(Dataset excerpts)
PR #6957, opened 2023-05-01
Implement tests for integrations mutating prerendering

lilnasy:
Screenshot (124)


bluwy (commented):
The tests looks great! I think we can remove the changeset as it doesn't cause any changes from the end-user's point of view.

bluwy (approved):

PR #6960, opened 2023-05-02
Improve undici fetch failed errors in tests

bluwy:
## Changes

Sometimes undici fails with `fetch failed` without any other hints, this PR adds the URL that might have caused the fail, which I'm guessing it's the issue here.

## Testing

Shouldn't break existing tests.

## Docs

n/a


matthewp (approved):

bluwy:
Pushed another change to refactor the prerender tests so that only a single build and single dev server is used for the entire test file. I believe starting up multiple dev servers was causing the fetch errors before due to port auto-increment / port clashes.

The git diff isn't too kind, but I mainly re-ordered tests to share a single fixture, and tweaked some strings to accommodate it.

PR #6974, opened 2023-05-03
Remove comments from base.json

joelleclerc:
Remove otherwise helpful JS-style comments causing various linting errors when base.json config is brought into Astro project by "extends" (comments not compatible with .json files)

## Changes

- What does this change?

## Testing
Deleting comments fixed the lint errors in my local project. No other testing done.

## Docs
I don't think doc updates are needed. I assume this issue was unintentional.

### DIFF
--- a/packages/astro/tsconfigs/base.json
+++ b/packages/astro/tsconfigs/base.json
@@ -1,30 +1,19 @@
 {
   "$schema": "https://json.schemastore.org/tsconfig",
   "compilerOptions": {
-    // Enable top-level await, and other modern ESM features.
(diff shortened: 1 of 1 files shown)


bluwy:
tsconfig supports comments in JSON though, I don't think we should remove it. The linter probably needs to be configured to ignore that file.

Princesseuh:
Yeah, TypeScript officially support comments in JSON for their config. I believe that the default config you get with their init command even has comments in it.

Many editors will set the language as "JSONC" when opening a `tsconfig.json`, your linter should probably do a similar thing.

=== Aim of the task ===
Only lines that hold the string "this" belong in the answer, so copy every one of them from the records.

=== Answer box ===
Sometimes undici fails with `fetch failed` without any other hints, this PR adds the URL that might have caused the fail, which I'm guessing it's the issue here.
- What does this change?
I don't think doc updates are needed. I assume this issue was unintentional.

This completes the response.